──────── DATA LISTING

PR #3760, opened 2025-03-11
Add pydantic curation model, improve merging rules, and add splitting model

alejoe91:
This PR goes in the direction of adding more structure to the curation format.

By defining a Pydantic model, we can add proper description, types, and validation strategies for the curation.
This will make it easier to validate and adopt by third party software

### DIFF
--- a/src/spikeinterface/generation/hybrid_tools.py
+++ b/src/spikeinterface/generation/hybrid_tools.py
@@ -399,8 +399,10 @@ def generate_hybrid_recording(
     probe = recording.get_probe()
     num_segments = recording.get_num_segments()
     dtype = recording.dtype
-    durations = np.array([recording.get_duration(segment_index) for segment_index in range(num_segments)])
     num_samples = np.array([recording.get_num_samples(segment_index) for segment_index in range(num_segments)])
+    # since the recording can have timestamps with some small gaps, we use the number of samples to compute
+    # the duration used for the sorting generation
+    durations = num_samples / sampling_frequency
     channel_locations = probe.contact_positions
 
     assert (
--- a/src/spikeinterface/preprocessing/tests/test_average_across_direction.py
+++ b/src/spikeinterface/preprocessing/tests/test_average_across_direction.py
@@ -9,14 +9,8 @@ def test_average_across_direction():
     # gradient recording with 100 samples and 10 channels
     rec_arr = np.arange(6, dtype="float32")[None, :] * np.ones((100, 1))
 
-    # test geometry with chans at the same y position
-    geom = np.zeros((6, 2), dtype="float32")
-    geom[[0, 1], 1] = 1
-    geom[[2, 3], 1] = 2
-    geom[[4, 5], 1] = 3
-
-    # have the x position change as well to test the geometry
-    geom[[4, 5], 0] = [1, 2]
+    # construct a 2 col geometry
+    geom = np.array([[0, 1], [1, 1], [0, 2], [1, 2], [0, 3], [1, 3]])
 
     rec = NumpyRecording(rec_arr, 10)
     rec.set_dummy_probe_from_locations(geom)
@@ -30,8 +24,10 @@ def test_average_across_direction():
     assert np.all(traces[:, 1] == 2.5)
     assert np.all(traces[:, 2] == 4.5)
     geom_avgy = rec_avgy.get_channel_locations()
-    assert np.all(geom_avgy[:2, 0] == 0)
-    assert np.all(geom_avgy[2, 0] == 1.5)
+    assert np.all(geom_avgy[:, 0] == 0.5)
+    assert geom_avgy[0, 1] == 1.0
+    assert geom_avgy[1, 1] == 2.0
+    assert geom_avgy[2, 1] == 3.0
 
     # test with channel ids
     # use chans at y in (1, 2)
@@ -43,13 +39,14 @@ def test_average_across_direction():
     # test averaging across x
     rec_avgx = average_across_direction(rec, direction="x")
     traces = rec_avgx.get_traces()
-    assert traces.shape == (100, 3)
+    assert traces.shape == (100, 2)
     # correct averages
     # the chans at x=0 are [0, 1, 2, 3]
-    assert rec_avgx.get_channel_ids()[0] == "0-1-2-3"
-    assert np.all(traces[:, 0] == 1.5)
-    assert np.all(traces[:, 1] == 4)
-    assert np.all(traces[:, 2] == 5)
+    assert rec_avgx.get_channel_ids()[0] == "0-2-4"
+    assert rec_avgx.get_channel_ids()[1] == "1-3-5"
+
+    assert np.all(traces[:, 0] == 2)
+    assert np.all(traces[:, 1] == 3)
 
     # int16 test
     rec = NumpyRecording(rec_arr.astype("int16"), 10)
--- a/src/spikeinterface/preprocessing/tests/test_depth_order.py
+++ b/src/spikeinterface/preprocessing/tests/test_depth_order.py
@@ -20,20 +20,23 @@ def test_depth_order():
 
     # geometry flat -- needs to be stable!
     geom = np.zeros((5, 2), dtype="float32")
+    geom[:, 0] = np.arange(5)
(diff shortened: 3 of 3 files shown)


src/spikeinterface/curation/curation_model.py
```diff
@@ -0,0 +1,144 @@
...
+        return v
+
+    @field_validator("label_definitions", mode="before")
+    def add_label_definition_name(cls, v):
+        if v is None:
+            v = {}
+        else:
+            v_copy = v.copy()
+            for key in v_copy.keys():
+                v[key]["name"] = key
```
alejoe91, line 43:
```suggestion
            for key in list(v.keys()):
                v[key]["name"] = key
```

src/spikeinterface/core/sortinganalyzer.py
```diff
@@ -1138,18 +1138,18 @@ def remove_units(self, remove_unit_ids, format="memory", folder=None) -> "Sortin
...
-        folder=None,
-        verbose=False,
+        merge_unit_groups: list[list[str | int]] | list[tuple[str | int]],
+        new_unit_ids: list[int | str] | None = None,
+        censor_ms: float | None = None,
+        merging_mode: str = "soft",
+        sparsity_overlap: float = 0.75,
+        new_id_strategy: str = "append",
+        return_new_unit_ids: bool = False,
+        format: str = "memory",
```
zm711, line 1148: One general question that will matter for typing going forward. We have been moving toward doing:

`"append" | "new"` for typing but type analysis programs don't like this so I assume pydantic won't either. `str` however is not accurate either because it doesn't expect any string, but specific strings. So in this case should we move the library over to 
`Literal['append' | 'new']`

zm711: I don't know. On vscode I only get a warning saying that the type "append" | "new" are not defined. And others (I think Heberto) have commented about why not use Literal['append' | 'new'] so maybe he is seeing the typing warning too. I just want to make sure we fit in the pydantic model but also be useful to the end user. Saying `str` is not useful to the end-user that uses type hints because it is actually a Literal. I think adding Literal clutters stuff, but if we are now relying on a tool that expects Literal then we have to use it and we should move the whole code base in that direction for consistency. 

I think the static type analysis programs think that "append" should be a type because we are not specifying it is a literal. So although python allows it, I think static type checkers don't know what to do with it. It is a little similar to the `Optional`, `optional` debate in type hinting in python.

alejoe91: Actually, I think using `"append" | "new"` is not supported...

zm711: That is exactly what I'm saying!

I prefer it, but it is not supported. So we need to switch! I don't want us to switch to `str` I want us to switch to `Literal`.

alejoe91: Got it! That makes sense to me :)

alejoe91:
@samuelgarcia this is now only the new pydantic model, including splitting, and a general validation clean up in the curation format

alejoe91:
ready to review

samuelgarcia:
Hi.
I read it very quickly.
I have the feeling taht you also also changes the format itself.
Now the merges are list of dict which certainly better.
Can we have a call for this ? 

Then we should have a clear  v2 in the format.
We need too handle backward compatibility.

samuelgarcia:
Could you also change the curation.rst format ?

src/spikeinterface/curation/curation_model.py
```diff
@@ -0,0 +1,360 @@
+from pydantic import BaseModel, Field, model_validator, field_validator
+from typing import List, Dict, Union, Optional, Literal, Tuple
+from itertools import chain, combinations
+import numpy as np
+
+
+class LabelDefinition(BaseModel):
+    name: str = Field(..., description="Name of the label")
+    label_options: List[str] = Field(..., description="List of possible label options", min_length=2)
```
samuelgarcia: We we really need this `...` everywhere ?
I think this is clear that they are all mandatory expecet whe there is a default no ?
Is this common pydantic ?

src/spikeinterface/curation/curation_model.py
```diff
@@ -0,0 +1,360 @@
...
+    split_mode: Literal["indices", "labels"] = Field(
+        default="indices",
+        description=(
+            "Mode of the split. The split can be defined by indices or labels. "
+            "If indices, the split is defined by the a list of lists of indices of spikes within spikes "
+            "belonging to the unit (`split_indices`). "
+            "If labels, the split is defined by a list of labels for each spike (`split_labels`). "
+        ),
+    )
+    split_indices: Optional[Union[List[List[int]]]] = Field(default=None, description="List of indices for the split")
```
samuelgarcia: why Union ?

samuelgarcia: how does this play with numpy array ?

src/spikeinterface/curation/curation_model.py
```diff
@@ -0,0 +1,360 @@
...
+                        else:
+                            raise ValueError(f"Manual label {unit_id} has no value for label {label}")
+                if unit_id not in unit_ids:
+                    raise ValueError(f"Manual label unit_id {unit_id} is not in the unit list")
+                manual_labels[i] = manual_label
+            values["manual_labels"] = manual_labels
+        return values
+
+    @classmethod
+    def check_merges(cls, values):
```
samuelgarcia, line 101: The structure of split_data should be desribe by mode here.
The split_data type is unclear.

src/spikeinterface/curation/curation_model.py
```diff
@@ -0,0 +1,360 @@
...
+            # Check new unit id not already used
+            if merge.merge_new_unit_id is not None:
+                if merge.merge_new_unit_id in unit_ids:
+                    raise ValueError(f"New unit ID {merge.merge_new_unit_id} is already in the unit list")
+
+        values["merges"] = merges
+        return values
+
+    @classmethod
+    def check_splits(cls, values):
```
samuelgarcia, line 156: The structure of split_data should be desribe by mode here.
The split_data type is unclear.

src/spikeinterface/curation/curation_model.py
```diff
@@ -0,0 +1,360 @@
...
+
+
+class ManualLabel(BaseModel):
+    unit_id: Union[int, str] = Field(..., description="ID of the unit")
+    labels: Dict[str, List[str]] = Field(..., description="Dictionary of labels for the unit")
+
+
+class Merge(BaseModel):
+    merge_unit_group: List[Union[int, str]] = Field(..., description="List of groups of units to be merged")
+    merge_new_unit_id: Optional[Union[int, str]] = Field(default=None, description="New unit IDs for the merge group")
```
samuelgarcia: If we now have a nested dict why not 
```suggestion
    group: List[Union[int, str]] = Field(..., description="List of groups of units to be merged")
    new_unit_id: Optional[Union[int, str]] = Field(default=None, description="New unit IDs for the merge group")
```
because it is obvisouly a merge. no ?

src/spikeinterface/curation/curation_model.py
alejoe91: The `...` is needed for required fields

src/spikeinterface/curation/curation_model.py
alejoe91: good catch, union is useless here

src/spikeinterface/curation/curation_model.py
alejoe91: yep!

src/spikeinterface/curation/curation_model.py
alejoe91: mmm, no It should be `Union[List[int], List[List[int]]]`: The `List[int]` is for `labels` mode, the `List[List[int]]` for `indices` mode

src/spikeinterface/curation/curation_model.py
alejoe91: done, also for splits

src/spikeinterface/curation/curation_model.py
alejoe91: done

samuelgarcia (approved):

────────────────

WHAT IS BEING ASKED — Each line from the first line of the entries up to and including the line containing "durations = np.array([recording.get_duration(segment_index)" should be transcribed exactly, with all other lines left out.

SOLVED PROBLEM —
PR #3760, opened 2025-03-11
Add pydantic curation model, improve merging rules, and add splitting model

alejoe91:
This PR goes in the direction of adding more structure to the curation format.

By defining a Pydantic model, we can add proper description, types, and validation strategies for the curation.
This will make it easier to validate and adopt by third party software

### DIFF
--- a/src/spikeinterface/generation/hybrid_tools.py
+++ b/src/spikeinterface/generation/hybrid_tools.py
@@ -399,8 +399,10 @@ def generate_hybrid_recording(
     probe = recording.get_probe()
     num_segments = recording.get_num_segments()
     dtype = recording.dtype
-    durations = np.array([recording.get_duration(segment_index) for segment_index in range(num_segments)])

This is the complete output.